Hi I’m new and I plan on buying a red tegu within the coming months and was wondering if I could use a storage bin say a 55 gallon for a young red tegu enclosure for a few months (3 tops) before I have my custom built enclosure completed. Other than that I only have a 40 breeder and I don’t think that’ll last all too long. Any help is appreciated.


----------



## Josh (Dec 14, 2020)

Yeah you probably could get away with it but you wanna make sure you have it secured. The last thing you want is to be worried about escaping. Also you'll have to test it for proper heating.

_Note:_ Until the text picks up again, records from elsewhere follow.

PR #102, opened 2019-07-10
Implemented user group id based load balancing strategy

Skyld:
https://oat-sa.atlassian.net/browse/TAO-8654

Introduced LTI load balancing interface, implemented `User` group id based LTI load balancing strategy.


.env
```diff
@@ -38,7 +38,9 @@ ASSIGNMENT_STATE_INTERVAL_THRESHOLD=P1D
 ###> LTI ###
 LTI_ENABLE_INSTANCES_LOAD_BALANCER=false
 LTI_LAUNCH_PRESENTATION_LOCALE=en-EN
-LTI_LAUNCH_PRESENTATION_RETURN_URL='http://localhost:8000/index.html'
+LTI_LAUNCH_PRESENTATION_RETURN_URL=http://localhost:8000/index.html
+# Possible values for LTI Instance load balancer strategy: username or userGroupId
```
Alroniks: `username` and `usergroup` looks more nicely

src/Lti/LoadBalancer/UserGroupIdLtiInstanceLoadBalancer.php
```diff
@@ -0,0 +1,40 @@
...
+
+class UserGroupIdLtiInstanceLoadBalancer extends AbstractLtiInstanceLoadBalancer
+{
+    /**
+     * @throws IndeterminableLtiInstanceUrlException
+     */
+    public function getLtiInstanceUrl(User $user): string
+    {
+        if (!$user->hasGroupId()) {
+            throw new IndeterminableLtiInstanceUrlException(
```
Alroniks: What to do if the user does not have group id? Just exit with errors?

.env
Alroniks: Also, does it make sense to provide `.env.example` instead of changing the real .env file?

src/Lti/LoadBalancer/LtiInstanceLoadBalancerFactory.php
```diff
@@ -0,0 +1,64 @@
...
+
+    public function __construct(array $ltiInstances)
+    {
+        $this->ltiInstances = $ltiInstances;
+    }
+
+    /**
+     * @throws LogicException
+     */
+    public function __invoke(string $loadBalancerStrategy): LtiInstanceLoadBalancerInterface
```
SergiiTao: why magic instead of commonly used `create`?

src/Lti/Exception/IndeterminableLtiInstanceUrlException.php
```diff
@@ -0,0 +1,26 @@
...
+ *  You should have received a copy of the GNU General Public License
+ *  along with this program; if not, write to the Free Software
+ *  Foundation, Inc., 51 Franklin Street, Fifth Floor, Boston, MA  02110-1301, USA.
+ *
+ *  Copyright (c) 2019 (original work) Open Assessment Technologies S.A.
+ */
+
+namespace App\Lti\Exception;
+
+class IndeterminableLtiInstanceUrlException extends \RuntimeException
```
SergiiTao: simplify FQN?

.env
Skyld: About usergroup: I like the idea, however it's not camelCase. username is a word on it's own, but usergroup is invalid, userGroup would be the appropriate format :(
About the .env file: It contains default, but working implementation, but I agree that it could be improved. I'll create a ticket for that 👍

src/Lti/LoadBalancer/UserGroupIdLtiInstanceLoadBalancer.php
Skyld: Yes. IMHO It's better to exit instead of forwarding every user to the same instance due to missing group id.

src/Lti/LoadBalancer/LtiInstanceLoadBalancerFactory.php
Skyld: Invokable factories for services were introduced in Symfony 4.3. It's way better in my opinion than hardcoding method names in the container.

src/Lti/Exception/IndeterminableLtiInstanceUrlException.php
Skyld: I don't know, for me this is okay, it's not too long.

src/Lti/LoadBalancer/AbstractLtiInstanceLoadBalancer.php
```diff
@@ -32,7 +33,7 @@ public function __construct(array $ltiInstances)
         $this->ltiInstances = $ltiInstances;
     }
 
-    public function getLoadBalancedLtiInstanceUrl(string $value): string
+    protected function getLoadBalancedLtiInstanceUrl(string $value): string
```
SergiiTao: I'd go with keeping it a separated class 
it will increase flexibility in case we need to implement different algorithms 
IMHO algorithms should be unittested

src/Lti/Exception/IndeterminableLtiInstanceUrlException.php
SergiiTao: for me also, for PHPStorm no :)

src/Lti/LoadBalancer/AbstractLtiInstanceLoadBalancer.php
Skyld: Yes you are right, but the fact we have an injected load balancer here is a hack. We've a ticket somewhere in the backlog to extract the load balancer from here to a separate application, so I would not spend time now on it (YAGNI) if you don't mind.

src/Lti/Exception/IndeterminableLtiInstanceUrlException.php
Skyld: Fixed

src/Lti/LoadBalancer/LtiInstanceLoadBalancerFactory.php
```diff
@@ -0,0 +1,64 @@
...
+    {
+        switch ($loadBalancerStrategy) {
```
uncleempty: But wouldn't it be better to check like `in_array` then using `switch/case` with `default` action?
p.s.
I know that "tastes differ", just curious about it

src/Lti/LoadBalancer/UserGroupIdLtiInstanceLoadBalancer.php
uncleempty: And just to check from my side:
since we have the `groupId` field nullable in [here](https://github.com/oat-sa/simple-roster/pull/101/files#diff-078a85fb273a48b46623a07626dab15bR33) should we really throw an exception and exit? Even if this is a `UserGroupIdLoadBalancer`?

src/Lti/LoadBalancer/LtiInstanceLoadBalancerFactory.php
Skyld: What is the difference?

src/Lti/LoadBalancer/UserGroupIdLtiInstanceLoadBalancer.php
Skyld: As I said above, it's a requirement to have group id in order to use this strategy. Otherwise it would forward all the users to the same instance, and I think it's not what we want :)

src/Lti/LoadBalancer/LtiInstanceLoadBalancerFactory.php
uncleempty: No real difference :) It's more about tastes
p.s.
Plus, just for me `in_array` is a bit easier to read. But, again, it's just a question of taste

src/Lti/LoadBalancer/UserGroupIdLtiInstanceLoadBalancer.php
uncleempty: Yep, agree. Just one moment: Depp has some users (smth in `admin_users.csv` files) that really doesn't relate to any group -> as I remember it's for an internal "testing" of teachers.
p.s.
Ofc, we can workaround it with just assigning some "generated" group for such users :)

Skyld: We'll use the school id as group id if you remember. Can you confirm that all students belong to a school?

uncleempty: It was in their files. But I don't really remember if it was them or someone other having such accounts (for internal "teachers training") with a group that wasn't existent in other files -> so roster ingestion failed because of using unknow group (it was just a stub for a UAI field, that came from their side).
Smth like that, sorry, that's the only thing I remember.

Skyld: I think we can address these issues while working on the CSV adaptations. We'll need a school id for every user, otherwise the proctoring won't work

uncleempty: Agreed. Thanks for the answers :+1:

PR #108, opened 2019-07-23
Feature/tao 8729 possibility to use group id as lti context

Skyld:
### Added
- ~~Added `force` parameter to `NativeUserIngesterCommand`~~
- Added possibility to determine the `contextId` LTI request parameter based on LTI load balancing strategy.

### Fixed
- ~~Fixed fatal error during composer install caused by https://bugs.php.net/bug.php?id=76980 on php `7.2.20`.~~

Investigation: https://oat-sa.atlassian.net/wiki/spaces/EXP/pages/105677222/Implementation+plans+-+DEPP+-+Implementing+LTI+Director+for+proctoring+tool+in+Principal+Portal
Ticket: https://oat-sa.atlassian.net/browse/TAO-8728


src/Entity/User.php
```diff
@@ -124,6 +124,11 @@ public function addAssignment(Assignment $assignment): self
         return $this;
     }
 
+    public function hasLastAssignment(): bool
```
uncleempty: I'm not really sure in method name.
Is `has...` method should really be named like `hasLastSomething`, since it's only checking if `something[]` is not empty?

Skyld: You are right, I forgot to update the method name. It will be `hasAssignments()`, good catch 👍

It can be done but you'll have to do your due diligence


----------



## Chris_s1173 (Dec 15, 2020)

Thank you so much. I plan on modifying the lid a bit from the original Rubbermaid I’ll be getting for humidity and heat reasons and keep a close eye On temp when I first set it up


----------



## Ark (Dec 23, 2020)

If you can I'd at least try to get some sort of enclosure even secondhand from someone if you're planning on having this setup for months. 

It can be done, but remember, these little guys are pretty intelligent and curious. Being kept in a blank-walled enclosure even with lights is going to be pretty crampt as they grow (and they grow fast) and not offer any stimulation.

Cheapest isn't always the best way to do things, gotta think of the animal. Just my two cents, take it or leave it.


----------



## Loki3 (Dec 28, 2020)

Why not wait to buy the tegu until the enclosures ready.


----------



## Member1421 (Dec 28, 2020)

When mine was a baby I got a HDX bin that a 40G breeder half raise screen fit on and secured the non flip side with strong zip ties. To increase the floor space I cut a hole in the side and zip tied a cork round to the hole and mounted a second bin up to that to essentially double the size and make one side a deep substrate humid side. I think if you search my early posts you can see a photo of sorts. One bin just won't cut it very long or allow for a great gradient range or a large area for a foot of substrate.


----------



## Debita (Dec 31, 2020)

Agree with Wanik4 - I would be worried about the temps for that long for sure. Probs can develop slowly with these animals. I wouldn't trust it for more than a week.


----------